The most accredited neurobiological hypothesis for addictive behavior is dysfunction in the “cortico-striatal reward pathway”, which includes areas such as the vs. and mPFC [114]. fMRI studies do not clarify the nature and direction of this dysfunction, with a number of studies showing activations and an almost equal number showing deactivations [115,116]. The converging evidence for activation in GD that we found here is in line with two seminal theories: the “incentive sensitization theory” and the “impulsivity theory”. The incentive sensitization theory posits an attentional bias towards cues related to addiction, thereby exacerbating compulsive pathological features [117]. This leads to an abnormal recruitment of the reward system, which results in a greater activation of the VS, especially when, as in GD, the reward is monetary. When incentive sensitization is combined with altered executive control, uncontrolled impulsiveness and sensation seeking, it can lead the individual to dependent behavior such as that observed in GD.
Our results also provide converging evidence for the deactivation in AUD of different brain circuits, including areas of the mPFC, the superolateral prefrontal cortex (sPFC), the ACC, and the striatum. These results are consistent with the theory of reward deficiency syndrome (“RDS”) [118], which highlights a general and chronic deactivation of reward circuits that reduces the pleasure of the gratification experience. These deactivated brain areas (striatum and mPFC), operating in a dysfunctional way, generate deficits in the monitoring of anticipation, expectancy, salience of rewards, and decision-making processes [119].

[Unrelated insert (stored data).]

PR #1226, opened 2022-03-21
fix preview nft on step preview in publish

### LINKED ISSUE #1215: Publish preview shows Ocean logo instead of NFT preview
During publish on Preview screen the Ocean logo is shown where the NFT image should be:

Screen Shot 2022-03-18 at 13 32 10

The NFT preview shown on first Metadata screen should be shown on the Preview screen too.

EnzoVezzaro:
Fixes #1215 

Changes proposed in this PR:

- added preview nft on step preview in publish


kremalicious:
works great for intended issue, but breaks all asset details views. 

On top of that we have to be care fully with using `const { values } = useFormikContext<FormPublishData>()` within any component which will be rendered outside the publish page. That one case we do it already was meant to be replaced somehow as this will produce console warnings when those components are rendered within asset details, as there the publish form context is not present. If there's no easy other way it can be fine introducing another occurrence of this as it "just" produces warnings, no errors, but should be documented like in the other occurrence with code comments at least.

EnzoVezzaro:
I changed my implementation with something more "dumb" to avoid any rendering issue. 

I have some doubt tough as I'm adding the Data NFT image information into the asset.accessDetails (this to avoid having to change asset.metadata<Metadata> interface as it would require adding a new field for the NFT image, in my opinion this should be optimal result) object to then simply showing the image. This should solve any issues on the rendering sides, but maybe we should open another issue in ocean.js to change the `Metadata` interface to add this image, do you agree @kremalicious ?

kremalicious:
great, thanks for looking into alternatives. I guess using `asset.nft.tokenURI` for preview too is a bit overkill to construct from initial `image_data` (or maybe not?), so would say using this dummy `asset.accessDetails` only in the preview is kinda fine. We should then be more transparent to the next developer and in `MetaMain/index.tsx` explain in code comment why we try to get `asset?.accessDetails?.dataImage`.

On other hand, the more we hack around to not having to use `useFormikContext()`, it seems that would be the most clean way in terms of code we write here, like if `values` is defined we are on publish preview. So far I have not seen any more disadvantages of using context hook within component which misses the context, and there is demand for conditional context checking, see https://github.com/jaredpalmer/formik/issues/2338

So maybe another lazy way of solving this would be to figure out suppressing this `Warning: Formik context is undefined, please verify you are calling useFormikContext() as child of a <Formik> component`

kremalicious:
haha sorry, you see that I'm also undecided but yes, using `useFormikContext()` seems most clean as we do not have to introduce any workarounds, and only downside seems to be that warning messages.

Basically we need a pattern for when we want to use in a component conditionally either a value from the publish form context, or some passed value. At the linked issue there is an example of creating a Higher Order Component to do just that but didn't look into that further yet

EnzoVezzaro:
working on suppressing `Warning: Formik context is undefined, please verify you are calling useFormikContext() as child of a <Formik> component`

kremalicious (approved):
works great so let's just run with it

Issue #1219, opened 2022-03-21
No error message for swapping more than max tokens


jamiehewitt15:
### Describe the bug
There is no error message shown in the UI when trying to swap more than the maximum allowed. There is just an error in the console. Ideally there would be some form validation and a pop-up error message if people try to swap more than the maximum available datatokens.

### To Reproduce
Go to [asset](https://v4.market.oceanprotocol.com/asset/did:op:cf94d27ae9e0cc7a420f19884609afd76a26c5c9d0fbc1fc877235eed396f5f6) trade tab. Try to swap 100 Ocean tokens. An error will be shown in the console but nothing shown to the user in the UI

![image](https://user-images.githubusercontent.com/20739535/159240768-5976dc00-4644-416f-a813-b4d2c0401606.png)

EnzoVezzaro:
Probably here there's more a communication issue. When you enter a value over the allow to spend, the UI (aka Swap button) will get disabled. It turn enabled when you enter a valid value below "maximun to spend" value.

https://user-images.githubusercontent.com/13741335/159274929-5bcc623d-739c-4b9c-b4a7-f34f1f56355f.mp4

 It happens the same if you try to over spend the datatoken. Basically, it a dynamic validation that checks every time you enter a value, but if the value is not valid it will just disabled the "Swap" button.

If the button is enabled with a value over the "Maximun to spend" this is an issue, and we need to look more into it as I couldn't replicate this. Instead, if it's more a communication issue (the user doesn 't know why the button is disabled), then we can change a little bit the UI to reflect an issue on the value entered.

kremalicious:
just thought dumping, shouldn't a `max` attribute on that input field we fill with that max value trigger some formik error in this case?

EnzoVezzaro:
yes, it does. It's actually validating the values correctly. When the input is over the `maximun to spend` (is also set as `max` attribute in the input field), the "Swap" button get disabled correctly (the value is getting validated). The problem is that disabling the "Swap" button doesn't seem to be enough to let know the user that his value is not allowed. 

Maybe what we can do is, besides disabling the "Swap" button, marking the input field as error field to let the user know there's something wrong with the value he entered. As an exaggeration (in my opinion is too much), we could also show an Alert banner.

kremalicious:
> yes, it does. It's actually validating the values correctly.

ah cool, then that was my point, the bug then is that the validation rules are not output properly in the established error state, which is this as an example:

[...]

PR #1230, opened 2022-03-22
Fix No error message for swapping more than max tokens

EnzoVezzaro:
Fixes No error message for swapping more than max tokens #1219.

Changes proposed in this PR:

- added Error component with field validation
- moved Error (field) component in shared components


src/components/Asset/AssetActions/Trade/TradeInput.tsx
```diff
@@ -61,11 +62,15 @@ export default function TradeInput({
             form={form}
             value={`${field.value}`}
             onChange={(e: ChangeEvent<HTMLInputElement>) => {
-              handleValueChange(name, Number(e.target.value))
-              validateForm()
               handleChange(e)
+              handleValueChange(name, Number(e.target.value))
+              // timeout needed to avoid validating the wrong (pass) value
```
kremalicious, line 67: cool trick, remember we have some `lodash.debounce` usage in our codebase so search for that and mot likely this would be better package to do what you're trying to do here. Cause then we do not have to worry to clear that timeout anywhere

kremalicious (approved):
Confirmed this solves linked issue nicely. Up to you deciding if `setTimeout` or `lodash.debounce` works better, result should be the same

src/components/Asset/AssetActions/Trade/TradeInput.tsx
EnzoVezzaro: great. Will do. 👍🏽

EnzoVezzaro:
> 

Nice 👽 changed setTimeout with debounce to be aligned with codebase 👌🏽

6.4. Conclusions and Future Directions

Here, we detected interesting findings about the direction of functional alterations in individuals with AUD and GD that have not been previously described. We found that GD was mainly associated with the higher activation of the fronto-striatal circuit (including the basal ganglia, MFG, and ACC). In contrast, AUD was associated with the higher activation of the occipital cortex and of the superior portion of the putamen, as well as with the deactivation of the fronto-striatal network (including the MFG, MCC, and inferior portion of the putamen). Thus, GD seems to be associated with an activation of the reward network, whereas AUD seems to be associated with both the deactivation and activation of the different nodes of this circuit. The direct comparison between the two conditions (namely, AUD and GD) is currently unfeasible due to the paucity of the studies meeting the inclusion criteria for an ALE meta-analysis. In addition, the state of the literature does not allow a clear distinction between the different executive processes involved, just as it is not possible to determine which is the most appropriate task to measure them. For such a reason, it has not been possible to distinguish between different sub-processes of the executive functions, because often the available studies do not describe what aspect of the executive functions has been investigated. This is due to the paucity of studies, and it represents both a limitation of the present study and the current modelling of executive function itself. Future studies should clarify and shed light on which aspects of the executive functions are really lacking in GD and AUD.

Author Contributions

Conceptualization, C.G., L.P., M.B., A.Q., E.M., and A.M.G.; methodology, A.Q., E.M., and M.B.; software, A.Q., E.M., and M.B; validation, M.B., L.P., A.Q., and E.M.; formal analysis, A.Q., E.M., and M.B; investigation, A.Q. and E.M.; resources, A.Q., and E.M.; data curation, A.Q. and E.M.; writing—original draft preparation, A.Q., E.M., and M.B.; writing—review and editing, A.Q., E.M., C.G., L.P., M.B. and A.M.G.; visualization, A.Q., E.M., M.B., C.G., L.P., and A.M.G.; supervision, C.G., L.P., and A.M.G.; project administration, C.G., L.P., and A.M.G. All authors have read and agreed to the published version of the manuscript.

Funding

This research received no external funding.

Acknowledgments

This work was supported by Fondazione ANIA regard to Dostoevskij Project. We are grateful for Umberto Guidoni, Sandro Vedovi and Nina Godino for supporting this meta-analysis.

Conflicts of Interest

All authors declare to not have any conflict of interest.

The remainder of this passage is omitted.